- What is required -
Say how many lines in the records contain the string "description". Nothing but the number should be given.
━━ Available data
PR #740, opened 2018-07-30
Fix coverity issues for unused values

siteshwar:
Resolves: CID#305912, CID#253749, CID#253822, CID#253739, CID#253552

### DIFF
--- a/src/cmd/ksh93/edit/edit.c
+++ b/src/cmd/ksh93/edit/edit.c
@@ -1309,7 +1309,7 @@ int ed_histgen(Edit_t *ep, const char *pattern) {
     if (ac > 0) {
         l = ac;
         argv = av = (char **)stkalloc(ep->sh->stk, (ac + 1) * sizeof(char *));
-        for (mplast = 0; l >= 0 && (*av = (char *)mp); mplast = mp, mp = mp->next, av++) {
+        for (; l >= 0 && (*av = (char *)mp); mp = mp->next, av++) {
             l--;
         }
         *av = 0;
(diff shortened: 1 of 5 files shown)


src/cmd/ksh93/edit/edit.c
```diff
@@ -1309,7 +1309,7 @@ int ed_histgen(Edit_t *ep, const char *pattern) {
     if (ac > 0) {
         l = ac;
         argv = av = (char **)stkalloc(ep->sh->stk, (ac + 1) * sizeof(char *));
-        for (mplast = 0; l >= 0 && (*av = (char *)mp); mplast = mp, mp = mp->next, av++) {
+        for (; l >= 0 && (*av = (char *)mp); mp = mp->next, av++) {
```
krader1961: Isn't the `mplast = mp;` at line 1300 also pointless?

src/lib/libcmd/wclib.c
```diff
@@ -390,7 +390,6 @@ int wc_count(Wc_t *wp, Sfio_t *fd, const char *file) {
                         }
                         while (mbc(c) && ((c & WC_ERR) || (c & 7) == 0)) c = type[*cp++];
                         if (eol(c) && (cp > endbuff)) {
-                            c = WC_MB | WC_ERR;
```
krader1961: Note that I recently fixed a related bug on line 391 which had an always true condition: `((c | WC_ERR) || (c & 7) == 0)`. I now have very low confidence this code does the right thing.

krader1961:
LGTM

src/cmd/ksh93/edit/edit.c
siteshwar: Probably not. It's value can be used in the next iteration of enclosing `for` loop.

PR #741, opened 2018-07-30
Remove a condition which is always true

siteshwar:
'a' is always 97 in decimal, so remove the test to check for it's value.

Resolves: cid#253601

### DIFF
--- a/src/cmd/ksh93/sh/string.c
+++ b/src/cmd/ksh93/sh/string.c
@@ -335,7 +335,8 @@ char *sh_fmtstr(const char *string, int quote) {
         while (op = cp, c = mbchar(cp)) {
             state = 1;
             switch (c) {
-                case ('a'==97?'\033':39): {
+                // Escape character
+                case ('\033'): {
                         c = 'E';
                         break;
                     }


src/cmd/ksh93/sh/string.c
```diff
@@ -335,7 +335,8 @@ char *sh_fmtstr(const char *string, int quote) {
         while (op = cp, c = mbchar(cp)) {
             state = 1;
             switch (c) {
-                case ('a'==97?'\033':39): {
```
krader1961: This is testing whether we're on a machine that uses ASCII or EBCDIC. If the latter `a` has value 129 and escape is 39. Note, however, that Linux on IBM zSeries machines uses ASCII so this compatibility code isn't needed in that environment. It's only needed if using ksh on something like z/OS UNIX. Personally I'd like to remove the EBCDIC compatibility code but it's probably something we should discuss in an issue dedicated to the question.

etscrivner: Concur on removing EBCDIC support, would be interested to hear what others think.

etscrivner:
LGTM

krader1961:
@siteshwar If you want to proceed with this before we've reached a decision on issue #742 please convert that runtime test into a build time test:

```
#if 'a' == 97
    case '\033':
#else
    case 39:
#endif
    {
```

DavidMorano:
@krader1961 
> If you want to proceed with this before we've reached a decision on issue #742 please convert that runtime test into a build time test:

I know that the more in depth clean-up does not come until later, but ...
I almost feel badly (almost) about butting in on such a small matter, but can this build-time code please be changed into something like:

/* near top of file where we are deciding how to compile */
#if 'a' == 97
#define  CH_WHICH '\033'
#else
 #define CH_WHICH  39
#endif

/* down in the depths of the code where ever this is normally */
switch (whatever) {
case CH_WHICH:
   /* stuff */
  break ;
/* other cases */
} /* end switch */

The idea is to get as many stupid conditional compiles *out* of the more normal code path as much as possible!

Thanks for any consideration.

DavidMorano:
@krader1961 
> What you're proposing is more or less what I proposed in issue #742 ...

Yes, you are correct. There you stated:
> Probably coupled with formal abstractions and preprocessor symbols.

I originally was going to try to stay away from this whole EBCDIC question -- trying in vain to be a "nice" guy -- but your insistence on wanting to get rid of EBCDIC entirely has inspired me to speak out just a little bit on this.

Yes, I agree with you completely!  I can not agree with you more. Has not that EBCDIC stuff been around long enough now? I mean really! How long should the world be required to ~~bow down to~~ put up with that ~~crap~~ stuff, especially given that the world has abandoned tons of other stuff much younger than EBCDIC?

IBM deserves respect for many of the things they have done in computing. No question there. But they (IBM) should have transitioned the world away from EBCDIC decades ago now! IBM should have taken the lead in getting rid of EBCDIC from the world. They did not entirely succeed. Now it is our turn. Yes, get rid of support for EBCDIC!

krader1961:
LGTM. It is pretty clear the AST/ksh in its current form is not going to work correctly on an EBCDIC system. And no one outside of IBM has any interest in making it work on such a system.

PR #743, opened 2018-07-30
Disable building api tests in coverity scan

siteshwar:
It's not on priority to fix defects found in these tests, so skip
building them.


krader1961:
LGTM

PR #746, opened 2018-07-30
Remove SHOPT_P_SUID

krader1961:
It isn't enabled by default, is essentially undocumented, and does not
appear to be needed. With this change we have just two legacy config time
symbols: SHOPT_COSHELL and SHOPT_BASH.


etscrivner:
LGTM

PR #750, opened 2018-07-31
Fix a case of double sh_close()

siteshwar:
File descriptor 'f' is closed by funload() function. There is no need to
call sh_close() on it separately.

Resolves: cid#287609


krader1961:
LGTM

PR #752, opened 2018-07-31
Remove a useless call

siteshwar:
This call has no effect.

Resolves: cid#253871


src/cmd/ksh93/sh/nvtype.c
```diff
@@ -668,7 +668,6 @@ static_fn int typeinfo(Opt_t *op, Sfio_t *out, const char *str, Optdisc_t *od) {
         if (strchr(nq->nvname, '.')) continue;
         tp = nv_type(nq);
         if (tp) {
-            nv_hasdisc(nq, &type_disc);
```
krader1961: Note that this was originally `Namfun_t *pp = nv_hasdisc(nq,&type_disc);` but the var was removed because it was unused. The function call was presumably left over concerns it might have a side-effect.

krader1961:
LGTM

PR #754, opened 2018-08-01
Disclaim support for EBDCIC

### LINKED ISSUE #742: Should we still support EBCDIC?
Coverity pointed out a condition that is always true on ASCII using systems. Which lead @siteshwar to open PR #741. That transformation, however, is only valid on ASCII using systems. There are other places in the code which attempt to support both ASCII and EBCDIC. See, for example, the definition of `getop()` in *src/cmd/ksh93/sh/streval.c*. But given all the places in the code which have hardcoded chars like `\033` (escape) my confidence is low that the current code will function correctly in an EBCDIC environment.

If we continue to support EBCDIC it should be done via build time tests such as `#if ('a' == 97)`. Probably coupled with formal abstractions and preprocessor symbols. Personally I would just as soon drop whatever support there is for EBCDIC and formally state that ksh only supports ASCII and encodings like ISO-8859 and UNICODE which are compatible with ASCII. Which basically means everything but EBCDIC.

krader1961:
This removes all the attempts to accomodate EBCDIC I could find other
than those in src/lib/libast/include/ast_ccode.h. That's because I expect
those to be removed in the future when we eliminate the AST locale code
in favor of the platform implementation.

Resolves #742


siteshwar:
LGTM

etscrivner:
LGTM

PR #756, opened 2018-08-01
Remove couple of functions related to EBCDIC

siteshwar:
Related: #742


krader1961:
LGTM. What that code implies is that at one time they were making a real attempt to support EBCDIC. But given the presence of statements that would only work on an ASCII system they weren't consistent about enforcing code set neutrality.

Issue #757, opened 2018-08-01
erroneous behaviour (confusing directories with executables/binaries)


jghub:
seen today after doing a de-novo git clone (from an OSX system): installation succeeded without issues. ksh ( Version A 93v-1373-gffd2462b) is running but there is a strange problem.

minimal example:
PATH=". :$PATH"   #i.e. put your working dir in front of search path
mkdir man    #generate a directory named like some command (in this example: man)
man ksh   #fails with 'ksh: man: cannot execute [Is a directory]'

so, empirically, ksh seemingly looks for the first file/directory with the specified name ('man' in this example) on the search path with the 'x' flag set and tries to execute it. it looks like it does not check whether it is dealing with a directory or an ordinary file. it should of course skip over/ignore directories here and locate and use the 'man' command.

siteshwar:
It works as expected in last stable release. I will look into it.

siteshwar:
It's a regression introduced by commit 17f2fe2caa809e7aa7f27746048fc8f231d7111a

siteshwar:
@jghub Thanks for the report. #758 should fix it.

PR #758, opened 2018-08-01
Do not show error if ksh fails to execute a directory

siteshwar:
Ksh shows an error if it fails to execute a command that has same name
as a directory that appears under PATH. This is a regression introduced
by commit 17f2fe2caa809e7aa7f27746048fc8f231d7111a and worked as
expected in ksh93u+ release.

Resolves: #757


krader1961:
LGTM but it really needs a unit test to ensure we don't regress again.

krader1961:
LGTM

PR #759, opened 2018-08-02
Tiny step to replacing AST locale subsystem

krader1961:
This is a very tiny step to replacing all the complexity of the AST
locale subsystem with the platform implementation. This effectively makes
`LC_OPTIONS=native` the default behavior.

This removes the wchar.sh unit test because it explicitly depends on the
`LC_OPTIONS` var which, while still technically valid with this change,
is not compatible with the goal of removing the AST locale subsystem.
Furthermore, the undocumented `printf "%(nounicodeliterals)q\n"` capability
is not present in the ksh93u+ release and I can see zero reason for
supporting it. The removal of that feature from the implementation will
be done in a subsequent commit.


krader1961:
Most of the unit test changes are due to one of three things:

a) They relied on a non-standard AST feature (e.g., `LC_ALL=debug`).

b) They relied on something like codepoint U+5929 being classified as an alphanum which should be true but some platforms got wrong. So I switched the codepoint to a non-ASCII value that was an alphanum.

c) They relied on locale C.UTF-8 which is only available on my Ubuntu machine and even there had some quirks. So switch to en_US.UTF-8.

Subsequent changes will incrementally remove code that is no longer needed. Then I'll shift back to removing the remaining AST'isms such as indirections like `ast.mb_towc`.

etscrivner:
LGTM, nice step in this direction.

krader1961:
I've merged the changes in this PR. More such changes soon to come.

PR #760, opened 2018-08-03
System locale

krader1961:


krader1961:
As I mentioned elsewhere this cleanup is going to require a large number of incremental changes unlike the removal of the AST Vmalloc implementation.

krader1961:
Merged because I want to keep my momentum up on ripping out the AST locale code.

PR #5189, opened 2021-11-04
i#5076 trace invariants: Report parallel view error

derekbruening:
Fixes an omission from part 7 (PR #5185) where the view tools runs in
parallel but fails to report error strings for that mode.

Tested manually on a wrong-archtecture trace.

Issue: #5076


derekbruening:
Realizing it may be worth noting the view tool change in the changelog.  Adding here as a 2nd view tool update.

abhinav92003 (approved):

PR #5191, opened 2021-11-04
i#5190: drcachesim child stats include all lower levels

### LINKED ISSUE #5190: drcachesim child cache stats should include all lower levels
The child (==lower level) cache stats in drcachesim today are only for the immediately lower level.  This is a holdover from the original implementation which didn't support other than 2 levels.  For multiple levels, one would expect the child stats to include the sum of all the lower levels.

derekbruening:
The child (==lower level) cache stats in drcachesim today are only for
the immediately lower level. This is a holdover from the original
implementation which didn't support other than 2 levels. For multiple
levels, one would expect the child stats to include the sum of all the
lower levels.  We fix that here and add a unit test.

The difference is clear in the config file test:
  LLC stats:
     Child hits:                        147
=>
  LLC stats:
     Child hits:                    174,695

But to avoid flakiness we do not update its regex and rely on the unit
test.

Fixes #5190

### DIFF
--- a/clients/drcachesim/simulator/caching_device.cpp
+++ b/clients/drcachesim/simulator/caching_device.cpp
@@ -140,9 +140,7 @@ caching_device_t::request(const memref_t &memref_in)
         caching_device_block_t *cache_block =
             &get_caching_device_block(last_block_idx_, last_way_);
         assert(tag != TAG_INVALID && tag == cache_block->tag_);
-        stats_->access(memref_in, true /*hit*/, cache_block);
-        for (caching_device_t *up = parent_; up != nullptr; up = up->parent_)
-            up->stats_->child_access(memref_in, true, cache_block);
+        record_access_stats(memref_in, true /*hit*/, cache_block);
         access_update(last_block_idx_, last_way_);
         return;
     }
@@ -161,9 +159,7 @@ caching_device_t::request(const memref_t &memref_in)
             // Access is a hit.
             caching_device_block_t *cache_block = block_way.first;
             way = block_way.second;
-            stats_->access(memref, true /*hit*/, cache_block);
-            for (caching_device_t *up = parent_; up != nullptr; up = up->parent_)
-                up->stats_->child_access(memref, true, cache_block);
+            record_access_stats(memref, true /*hit*/, cache_block);
             if (coherent_cache_ && memref.data.type == TRACE_TYPE_WRITE) {
                 // On a hit, we must notify the snoop filter of the write or propagate
                 // the write to a snooped cache.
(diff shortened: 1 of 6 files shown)


clients/drcachesim/tests/drcachesim_unit_tests.cpp
```diff
@@ -235,6 +235,64 @@ unit_test_compulsory_misses()
...
+
+    const int num_accesses = 16;
+    for (int i = 0; i < num_accesses; i++) {
+        ref.data.addr = 64 + i;
+        if (!cache_sim.process_memref(ref)) {
+            std::cerr << "drcachesim unit_test_child_hits failed: "
+                      << cache_sim.get_error_string() << "\n";
+            exit(1);
+        }
+    }
```
abhinav92003, line 291: The cache line size is presumably 64. So `assert(num_accesses < 64)` too?

clients/drcachesim/tests/drcachesim_unit_tests.cpp
```diff
@@ -235,6 +235,64 @@ unit_test_compulsory_misses()
...
+    assert(cache_sim.get_cache_metric(metric_name_t::CHILD_HITS, 3, 0) ==
```
abhinav92003, line 292: For a slightly stronger check, maybe add  `&& cache_sim.get_cache_metric(metric_name_t::CHILD_HITS, 1, 0)`

clients/drcachesim/simulator/caching_device.cpp
```diff
@@ -185,7 +185,8 @@ caching_device_t::request(const memref_t &memref_in)
             missed = true;
             // If no parent we assume we get the data from main memory
             if (parent_ != NULL) {
-                parent_->stats_->child_access(memref, false, cache_block);
+                for (caching_device_t *up = parent_; up != nullptr; up = up->parent_)
```
abhinav92003, line 188: (Optional) Worth extracting this loop into a separate routine? `update_child_access`?

abhinav92003 (approved):

clients/drcachesim/tests/drcachesim_unit_tests.cpp
derekbruening: See the `line_size` right above.  Added a comment.  An assert seems redundant.  If something is messed up the stats will be off in any case.

clients/drcachesim/tests/drcachesim_unit_tests.cpp
derekbruening: Added several more stats asserts.

clients/drcachesim/simulator/caching_device.cpp
derekbruening: Done as part of changing the logic to propagate hits all the way but misses just one level.

derekbruening: Unfortunately there's no way to test the miss logic b/c dr$sim does not care about child misses: it's something we want for external uses that subclasses this.  Prob sufficient to have just external tests.

PR #5193, opened 2021-11-05
Upgrade GA CI ninja to 1.10.2

derekbruening:
We're hitting problems downloading 1.7.2 and it's good to upgrade in
any case.  This udpates the ninja in our CI jobs to 1.10.2.


abhinav92003 (approved):

derekbruening:
Seems to be working as the download succeeded and the build is ongoing.

PR #5194, opened 2021-11-05
i#5076 trace invariants: Fix concurrent thread writes

derekbruening:
Moves two invariant_checker_t data fields that are written
concurrently (though we expect their values to be constant across
threads) into per-thread data to avoid data race tools complaining.

Tested under ThreadSanitizer.

Issue: #5076


derekbruening:
win64 failure is drcachesim.coherence type_is_instr #3320 which nobody has been able to repro or figure out.

abhinav92003 (approved):

Issue #5123, opened 2021-09-25
ASSERT api.detach_state vmareas.c:8308 !ok || !TEST(MEMPROT_WRITE, prot2) || TEST(FRAG_SELFMOD_SANDBOXED, *flags) || !INTERNAL_OPTION(hw_cache_consistency)


derekbruening:
This happened once on GA CI:

https://github.com/DynamoRIO/dynamorio/pull/5119/checks?check_run_id=3708972532

```
<Application /home/runner/work/dynamorio/dynamorio/build_debug-internal-64/suite/tests/bin/api.detach_state (22501).  Internal Error: DynamoRIO debug check failure: /home/runner/work/dynamorio/dynamorio/core/vmareas.c:8308 !ok || !TEST(MEMPROT_WRITE, prot2) || TEST(FRAG_SELFMOD_SANDBOXED, *flags) || !INTERNAL_OPTION(hw_cache_consistency)
(Error occurred @136 frags in tid 22503)
```

Xref this assert showing up in various options of common.fib in #1807

derekbruening:
This is happening frequently in the long suite: 3 out of 35 runs which is enough redness that we may have to mark it flaky.  That's bad though as we don't want to lose this valuable test.

derekbruening:
I'm going to add it to the ignore list for the long suite only as a compromise short-term solution

derekbruening:
I ran 1000x on my local machine and did not reproduce any failure

jackgallagher-arm:
This error seems to be appearing much more frequently in the CI since I merged #7743 but I have been unable to reproduce it locally on x86 or AArch64.

PR #5201, opened 2021-11-11
Udpate transparency docs to reflect modern support

derekbruening:
Updates the docs on transparency to reflect that we have a private
loader and do support many typical uses of clients using external
libraries.


derekbruening:
x64 failure is detach_state #5123 vmareas.c assert

abhinav92003 (approved):

PR #5206, opened 2021-11-15
Fix missing reg encoding info for aarch64

JerryYouxin:
The register information (including `reg_get_size()` and register name `reg_names`) is lacked for AArch64, including, `DR_REG_CNTVCT_EL0`, `DR_REG_NZCV`, `DR_REG_FPCR`, and `DR_REG_FPSR`. This lack of information will cause client failure as follows (e.g., client tool called `reg_get_size(DR_REG_CNTVCT_EL0)`):

```
...
<Application /usr/bin/ls (60103) DynamoRIO usage error : reg_get_size: invalid register>
<Usage error: reg_get_size: invalid register (/home/yx/dynamorio/core/ir/opnd_shared.c, line 2538)
...
```

I have already added this information via this PR and added a CI test to early-detect similar information lacks for possible future extensions. These CI tests are listed as `code_api|client.reg_size_test`.


core/ir/aarch64/encode.c
```diff
@@ -44,42 +44,42 @@
```
derekbruening, line 44: Grammar errors: s/lacked/missing/ in the title and description

core/ir/opnd_shared.c
```diff
@@ -2531,10 +2531,16 @@ reg_get_size(reg_id_t reg)
         return OPSZ_SCALABLE;
     if (reg >= DR_REG_P0 && reg <= DR_REG_P15)
         return OPSZ_SCALABLE_PRED;
+    if (reg == DR_REG_CNTVCT_EL0)
+        return OPSZ_8;
+    if (reg >= DR_REG_NZCV && reg <= DR_REG_FPSR)
+        return OPSZ_8;
```
derekbruening, line 2537: Probably better to ask @AssadHashmi or another AArch64 expert for a review rather than me -- @AssadHashmi if you could confirm that these status registers are 64-bit despite having only a few fields?

suite/tests/client-interface/reg_size_test.dll.c
```diff
@@ -0,0 +1,38 @@
...
+#endif
+
+DR_EXPORT void
+dr_client_main(client_id_t id, int argc, const char *argv[])
+{
+    dr_set_client_name("DynamoRIO Sample Client 'test_reg_size'",
+                       "http://dynamorio.org/issues");
+
+    opnd_size_t res;
+    for (int i = DR_REG_NULL + 1; i < DR_REG_LAST_VALID_ENUM; ++i) {
```
derekbruening, line 14: Fencepost error since the last is inclusive: `s/</<=/`

suite/tests/client-interface/reg_size_test.dll.c
```diff
@@ -0,0 +1,38 @@
...
+        if (i == DR_REG_INVALID)
+            continue;
+        if (get_register_name(i)[0] == '\0') {
```
derekbruening, line 17: So this is not testing that there's a name: it's trying to skip reserved-and-unused enum values.  I think this is worth a comment as it's not clear why this is here as at first you'd think it's an error to have no name.

derekbruening: So there is no test for names and the missing "cntvct_el0" would not have been detected by this test.  It would read off the end of the array and return garbage.  How about checking that the size of the returned string is small and that each character is ascii alphanumeric?

suite/tests/client-interface/reg_size_test.dll.c
```diff
@@ -0,0 +1,38 @@
...
+            continue;
+        }
+#if defined(X86) && !defined(X64)
+        if (i >= REG_START_64 && i <= REG_STOP_64)
+            continue;
+        if (i >= REG_START_x64_8 && i <= REG_STOP_x64_8)
+            continue;
+        if (i >= DR_REG_STOP_XMM && i <= DR_REG_START_YMM)
```
derekbruening, line 25: (Hmm I guess there is no cleaner way to do this.)

suite/tests/client-interface/reg_size_test.dll.c
```diff
@@ -0,0 +1,38 @@
...
+            continue;
+        if (i >= DR_REG_STOP_YMM && i <= DR_REG_START_ZMM)
+            continue;
+        if (i >= DR_REG_STOP_ZMM && i <= RESERVED_ZMM)
```
derekbruening, line 29: (RESERVED_ZMM is not really public (not documented).  But for this test I guess it's ok.)

suite/tests/client-interface/reg_size_test.dll.c
```diff
@@ -0,0 +1,38 @@
...
+            continue;
+#endif
+        res = reg_get_size(i);
```
derekbruening, line 32: The return value needs to be checked for `OPSZ_NA`: otherwise this test is useless in release build!

suite/tests/client-interface/reg_size_test.dll.c
```diff
@@ -0,0 +1,38 @@
+#include "dr_api.h"
+
+#ifdef __cplusplus
+extern "C" {
```
derekbruening, line 4: This can be removed: this is a C file.

core/ir/opnd_shared.c
AssadHashmi: @derekbruening @JerryYouxin: yes, they're 64 bits and `INSTR_CREATE_mrs()`/`INSTR_CREATE_msr()` are used to access the specified user-space (EL0) fields.

core/ir/aarch64/encode.c
JerryYouxin: Fixed

core/ir/opnd_shared.c
JerryYouxin: I found these register size info from ARM Developer website: [CNTVCT_EL0](https://developer.arm.com/documentation/ddi0595/2020-12/AArch64-Registers/CNTVCT-EL0--Counter-timer-Virtual-Count-register?lang=en), [NZCV](https://developer.arm.com/documentation/ddi0595/2020-12/AArch64-Registers/NZCV--Condition-Flags?lang=en), [FPCR](https://developer.arm.com/documentation/ddi0595/2020-12/AArch64-Registers/FPCR--Floating-point-Control-Register?lang=en), [FPSR](https://developer.arm.com/documentation/ddi0595/2020-12/AArch64-Registers/FPSR--Floating-point-Status-Register?lang=en)

suite/tests/client-interface/reg_size_test.dll.c
JerryYouxin: I tried to add tests of register names in the last commit by checking the size and contents as you suggested.

suite/tests/client-interface/reg_size_test.dll.c
JerryYouxin: fixed

suite/tests/client-interface/reg_size_test.dll.c
JerryYouxin: fixed

suite/tests/client-interface/reg_size_test.dll.c
JerryYouxin: Now I use RESERVED_XXX macro to skip all reserved register enums to avoid checking register name/size of X86 registers.

derekbruening:
Note that we use re-review requests to know whose "turn" it is: https://dynamorio.org/page_code_reviews.html#autotoc_md114
"When the requested changes have been pushed, you can ask for a re-review from the reviewers. This can be done by clicking the re-review button next to the reviewers' name on the right sidebar on the pull request page."

core/ir/aarch64/encode.c
derekbruening: > JerryYouxin changed the title from `Fix lacked reg encoding info for aarch64` to `Fixs lacked missing reg encoding info for aarch64`

Maybe you're not familiar with the UNIX sed/perl/bash syntax `s/replace-this/with-this/`?  The ungrammatical part is `lacked` and it should be replaced with `missing`.  We now also have another grammar error `Fixs`.

suite/tests/client-interface/reg_size_test.dll.c
derekbruening: (Looks like this was done so I will resolve it.  The convention is for you to reply Done.)

suite/tests/client-interface/reg_size_test.dll.c
derekbruening: LGTM

derekbruening (approved):
Thank you for the patch!

core/ir/aarch64/encode.c
derekbruening: I will fix the title and description.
━━━━
- Answer for the task -
2